The design matrix in Output 30.1.5 displays the results of the differential-effects modeling used in PROC CATMOD.

Output 30.1.5: Main-Effects Design Matrix

Detergent Preference Study

Main-Effects Model

The CATMOD Procedure

Data Summary
Response	Brand	Response Levels	2
Weight Variable	Count	Populations	12
Data Set	DETERGENT	Total Frequency	1008
Frequency Missing	0	Observations	24

Response Functions and Design Matrix
Sample	Response Function	Design Matrix
Sample	Response Function	1	2	3	4	5
1	0.41667	1	1	0	1	1
2	0.38182	1	1	0	1	-1
3	0.64179	1	1	0	-1	1
4	0.58427	1	1	0	-1	-1
5	0.41071	1	0	1	1	1
6	0.43103	1	0	1	1	-1
7	0.67143	1	0	1	-1	1
8	0.53922	1	0	1	-1	-1
9	0.48214	1	-1	-1	1	1
10	0.45690	1	-1	-1	1	-1
11	0.60417	1	-1	-1	-1	1
12	0.46226	1	-1	-1	-1	-1

The analysis of variance table in Output 30.1.6 shows that previous use of Brand M, together with the temperature of the laundry water, is a significant factor in whether a subject prefers Brand M laundry detergent. The table also shows that the additive model fits since the goodness-of-fit statistic (the residual chi-square) is nonsignificant.

Output 30.1.6: ANOVA Table for the Main-Effects Model

Analysis of Variance
Source	DF	Chi-Square	Pr > ChiSq
Intercept	1	1004.93	<.0001
Softness	2	0.24	0.8859
Previous	1	20.96	<.0001
Temperature	1	3.95	0.0468
Residual	7	8.26	0.3100

The chi-square test in Output 30.1.7 shows that the Softness parameters are not significantly different from zero; as expected, the Wald confidence limits for these two estimates contain zero. So softness of the water is not a factor in choosing Brand M.

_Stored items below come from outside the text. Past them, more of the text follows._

PR #121, opened 2015-03-30
adjust assert to allow trailing bytes

hannesm:
see issue https://github.com/mirage/mirage-net-xen/issues/24

### DIFF
--- a/lib/ipv4.ml
+++ b/lib/ipv4.ml
@@ -184,7 +184,6 @@ module Make(Ethif : V1_LWT.ETHIF) (Clock : V1.CLOCK) (Time : V1_LWT.TIME) = stru
     let ihl = (Wire_structs.Ipv4_wire.get_ipv4_hlen_version buf land 0xf) * 4 in
     let src = Ipaddr.V4.of_int32 (Wire_structs.Ipv4_wire.get_ipv4_src buf) in
     let dst = Ipaddr.V4.of_int32 (Wire_structs.Ipv4_wire.get_ipv4_dst buf) in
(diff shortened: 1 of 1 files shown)


avsm:
@samoht it's now very hard to release tcpip since you seem to have the lock on it and have had it for a while... what needs to happen to merge this and unbreak ARM?

avsm:
This one needs to merge, but I think it shouldn't be an assert.  We should raise a proper exception or use some other functional callback to indicate we dropped the packet (in fact, the latter would be good: a `?drop_action` that would be a logger or just an identity function to discard it)

hannesm:
I think due to it being very partial (there are lots of other potential out-of-bounds accesses, such as the split a few lines above), the assert can just be dropped. It would be good to have an interface which does not throw exceptions in a future tcp/ip release.

hannesm:
@samoht @avsm if you want to release TCP/IP + mirage, I'd be happy to back out https://github.com/mirage/mirage/pull/390 (and wait to get conduit/tls/entropy for 2.4.7 then).

avsm:
Let's not roll anything back. I'll cut a point release of tcpip with this fixed as a branch.

avsm:
v2.3.1 released.  Everyone ok with a silent drop of the malformed frame in #122 instead of an assert?

samoht:
We should at least print a debug message on the console when this happens.

avsm:
No, we shouldn't.  All such messages need to go to some logging service and not to the console (which is a denial of service very easily).

hannesm:
this is superseeded by changes in 2.3.1 / 2.4.1

PR #505, opened 2023-03-09
remove ppx from mirage-tcpip

hannesm:
The rationale is that ppx_cstruct is more trouble than worth it:
- take a look at the intricate hoops in ipv6_wire how to retrieve the ipv6 address from a `[%%cstruct ]`
- take a look at the dependency chain: requires sexplib, which requires base, which takes several minutes to compile

Also, the tooling (merlin go to source) of ppx, and the readability is very bad (I've seen several beginners who wanted to dig into ipv6/ipv4 stack, and had a hard time to figure out where these magic functions are coming from).

Please raise your voice if you're concerned, or explain the reasoning why we should keep the ppx_cstruct around.

### DIFF
--- a/src/icmp/dune
+++ b/src/icmp/dune
@@ -4,6 +4,4 @@
  (instrumentation
   (backend bisect_ppx))
  (libraries logs tcpip ipaddr tcpip.checksum)
- (preprocess
-  (pps ppx_cstruct))
  (wrapped false))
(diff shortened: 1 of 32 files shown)


hannesm:
I revised the diff to reduce the API change (in the `_wire` modules,  only the accessors now have dropped the name of the type (e.g. `get_icmpv4_ty` is now `get_ty`). These wire modules are intended for private use anyways. This PR is fine to review and merge.

hannesm:
I did some measurements, FWIW of interest is trusted code base and compilation time:

|    | tcpip 7.1.2 | this PR |
|---|---|---|
| dependencies | 45 | 35 |
| build time | 227.979u 67.019s | 123.088u 42.661s |
| opam switch size | 225 MB | 140 MB |

The build time was from an empty switch (OCaml 4.14.1) installing tcpip and its dependencies. The switch size was evaluated by `du -hs ~/.opam/<switch>/lib`.

The result is roughly a factor of 2 in build time and also in trusted code base. WDYT?

palainp:
This seems great to me! Thanks a lot for this work!

avsm:
Impressive build time improvement as well. Nice work!

PR #511, opened 2023-12-16
add TCP.S.src

hannesm:
Before, we weren't able to uniquely identify a TCP flow (esp. for client connection to the same destionation host and port).

With this change, we are finally able to print a proper quad (src_ip, src_port, dst_ip, dst_port). Adding this to the interface is trivial and pretty useful.


palainp (approved):
Thanks, this is good for me!

reynir (approved):

PR #516, opened 2024-05-09
IP: add configured_ips : t -> prefix list

hannesm:


hannesm:
This PR has been updated, `get_ips` is now deprecated, and in this package not used anymore.

hannesm:
This requires the ipaddr package as proposed in https://github.com/ocaml/opam-repository/pull/25919 -- so we'll need to wait for that being merged before the CI in here will succeed.

hannesm:
tests were failing, there's a discrepancy in ipv6 with having both prefix and address list.

I changed the address list to contain Ipaddr.Prefix.t now -- this means both the IP address and the netmask is stored in there. The tests pass. IMHO good to merge. We'll need to do an IPv6 deep dive at some point in any case.

PR #522, opened 2024-08-05
update unikernel to recent mirage

hannesm:


hannesm:
The issue is that tcpip is pinned to `tcpip.dev`, while mirage requires it to be `>= 7.0.0 & < 9.0.0`... Is there any support in setup-ocaml to pin packages to a specific version @smorimoto?

smorimoto:
In this case, just pass `false` to the `opam-pin` input is enough!

hannesm:
> In this case, just pass `false` to the `opam-pin` input is enough!

Thanks for your quick reply, unfortunately I don't quite understand where in the main.yml a `false` needs to be passed. Could you provide me with some hint?

reynir:
I found in https://github.com/ocaml/setup-ocaml/?tab=readme-ov-file#inputs the `ocaml-compiler` option next to the `opam-pin` option and did pattern matching (qualified guess) to figure out where to add it. Let's see if it works. I hope I am not stepping on anyone's toes by pushing this commit.

hannesm:
Thanks a lot, merging... CI is green :)

PR #523, opened 2024-12-06
dune: enable generate_opam_files option

smorimoto:


hannesm:
what is the motivation for this PR? I appreciate the CI fixes, which could be a separate PR.

But the generate_opam_file, I'm rather hesitant unless there's a clear motivation. Now, you don't even provide a description, so I have to ask.

smorimoto:
Today I had to debug this package, and since I've been using dune pkg lately, I tried to bootstrap the project using it, but it complained so I moved it to the dune-based workflow as much as possible.

If it's OK, you can merge it, or if you're not interested, you can close! Then, of course I can separate the CI fix into another PR.

PR #528, opened 2025-04-11
unix stack, UDP: if 0 is returned from recvfrom, do not further read data

hannesm:
0 is an indication of eof.

Took me some time to figure out why a UDP socket application takes 100% CPU... but that was a very busy loop here.


hannesm:
anyone happy with this, or against it?

reynir (approved):
Looks good to me.

PR #529, opened 2025-06-04
Readd ipv4 get_tos and set_tos

patricoferris:
Seems this was lost in the transition away from ppx_cstruct.


hannesm:
I'm curious, why do you need that? A specific protocol and use case, or just "because it is missing"?

patricoferris:
From the port of vpnkit to the latest mirage packages https://github.com/moby/vpnkit/pull/646

hannesm:
Thanks, I'll merge. Please indicate if you need a release with this rather sooner than later.

PR #657, opened 2016-10-11
Update summary document template

dwhenry:
- better images
- page numbers
- align logo on right of first page

__Pending testing__


app/domain/output_document.rb
```diff
@@ -16,4 +16,8 @@ def html
   def pdf
     Princely.new.pdf_from_string(html)
   end
+
+  def supplementary_pension_transfers
```
benlovell: Should / could this be a predicate?

PR #658, opened 2016-10-12
Book appointment link a/b test

dwhenry:
Add 'Book appointment link' experiment

Remove 'home-intro__link' class from book
appointment link so that it uses standard 
link colouring instead of being grey text.

Extract 'google experiments' JS to its own partial.

### DIFF
--- a/app/controllers/home_controller.rb
+++ b/app/controllers/home_controller.rb
@@ -5,6 +5,10 @@ class HomeController < ApplicationController
     expires_in Rails.application.config.cache_max_age, public: true
   end
 
+  def experiment
+    render 'experiment'
+  end
+
   def footer?
     false
   end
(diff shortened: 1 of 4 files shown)


app/views/testing/_user_zoom.html.erb
```diff
@@ -0,0 +1,19 @@
...
+  _uzactions.push(['_setID', '<%= ENV['USER_ZOOM_ID'] %>']);
+  _uzactions.push(['_setSID', '<%= ENV['USER_ZOOM_SID'] %>']);
+  _uzactions.push(['_start']);
+
+  (function() {
+    var uz = document.createElement('script');
+    uz.type = 'text/javascript';
+    uz.async = true;
+    uz.charset = 'utf-8';
+    uz.src = 'https://cdn4.userzoom.com/trueintent/js/uz_til.js?cuid=C85E515772DAE311BEDA0022196C4538';
```
benbarnett: Does the `cuid` here need to be an env variable too?

dwhenry: it has never changed, but think it would be nice for it to be one as well.

PR #659, opened 2016-10-12
Refactor UserZoom JS include

dwhenry:
Extract UserZoom JS to it's own file and
set ID, SID and customer ID from ENV variables instead 
of hard-coding into the page.

### DIFF
--- a/app/views/layouts/_base.html.erb
+++ b/app/views/layouts/_base.html.erb
@@ -66,40 +66,7 @@
 <% content_for :body_end do %>
   <%= javascript_include_tag 'application' %>
 
-  <% if homepage_experiment_id %>
-    <%= javascript_include_tag 'https://cdn3.userzoom.com/uz.js?cuid=C85E515772DAE311BEDA0022196C4538' %>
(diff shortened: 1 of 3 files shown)


app/views/layouts/_base.html.erb
```diff
@@ -66,40 +66,7 @@
...
-      uz.async = true;
-      uz.charset = 'utf-8';
-      uz.src = 'https://cdn4.userzoom.com/trueintent/js/uz_til.js?cuid=C85E515772DAE311BEDA0022196C4538';
-      var s = document.getElementsByTagName('script')[0];
-      s.parentNode.insertBefore(uz, s);
-    })();
-    //]]>
-    </script>
-  <% end %>
+  <%= render 'testing/user_zoom' %>
```
benbarnett: Tiny thing but shall we call this directory `research` instead of testing? Just feels a bit less ambiguous.

dwhenry: yes.. I like it. :)

benbarnett:
Nice one 👍

PR #661, opened 2016-10-12
Update statistics on homepage

benbarnett:
Per the [performance platform](https://www.gov.uk/performance/pension-wise)


Guntrisoft:
👍

PR #674, opened 2016-10-26
[DO NOT MERGE] Allow online booking to be enabled from Locator

dwhenry:
Use `online_booking_enabled` flag to determine
if location is eligible for online booking instead
of hardcoded list of UID's.

**Ensure all locations are correct set with online booking enabled before merging**


lib/locations/location.rb
```diff
@@ -1,3 +1,19 @@
 module Locations
-  Location = Struct.new(:id, :name, :address, :booking_location_id, :phone, :hours, :twilio_number, :lat_lng)
+  class Location
+    include ActiveModel::Model
```
benlovell: What's the rationale for this? If you just want to support kwarg initialisation maybe just convert the `Struct` to `OpenStruct`? Also for the predicate method you could just pass a block to define methods within the scope of the struct

```ruby
Struct.new(:id, :blah) do
  def online_booking_enabled?
    # ...
  end
end
```

spec/support/helpers/test_location.rb
```diff
@@ -0,0 +1,43 @@
+class TestLocation
+  def self.london # rubocop:disable Metrics/MethodLength
```
benlovell: May as well just move the rule disable pragma to the top of the file?

dwhenry:
@benlovell as discuss I am going to merge this as is. :)

benlovell:
@dwhenry Did you see my latest comment?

Output 30.1.7: WLS Estimates for the Main-Effects Model

Analysis of Weighted Least Squares Estimates
Parameter		Estimate	Standard Error	Chi- Square	Pr > ChiSq	95% Confidence Limits
Intercept		0.5080	0.0160	1004.93	<.0001	0.4766	0.5394
Softness	hard	-0.00256	0.0218	0.01	0.9066	-0.0454	0.0402
	med	0.0104	0.0218	0.23	0.6342	-0.0323	0.0530
Previous	no	-0.0711	0.0155	20.96	<.0001	-0.1015	-0.0407
Temperature	high	0.0319	0.0161	3.95	0.0468	0.000446	0.0634

The negative coefficient for Previous (–0.0711) indicates that the first level of Previous (which is shown to be 'no') is associated with a smaller probability of preferring Brand M than the second level of Previous (with coefficient constrained to be 0.0711 since the parameter estimates for a given effect must sum to zero). In other words, previous users of Brand M are much more likely to prefer it than those who have never used it before.

Similarly, the positive coefficient for Temperature indicates that the first level of Temperature (which, from the “Population Profiles” table, is 'high') has a larger probability of preferring Brand M than the second level of Temperature. In other words, those who do their laundry in hot water are more likely to prefer Brand M than those who do their laundry in cold water.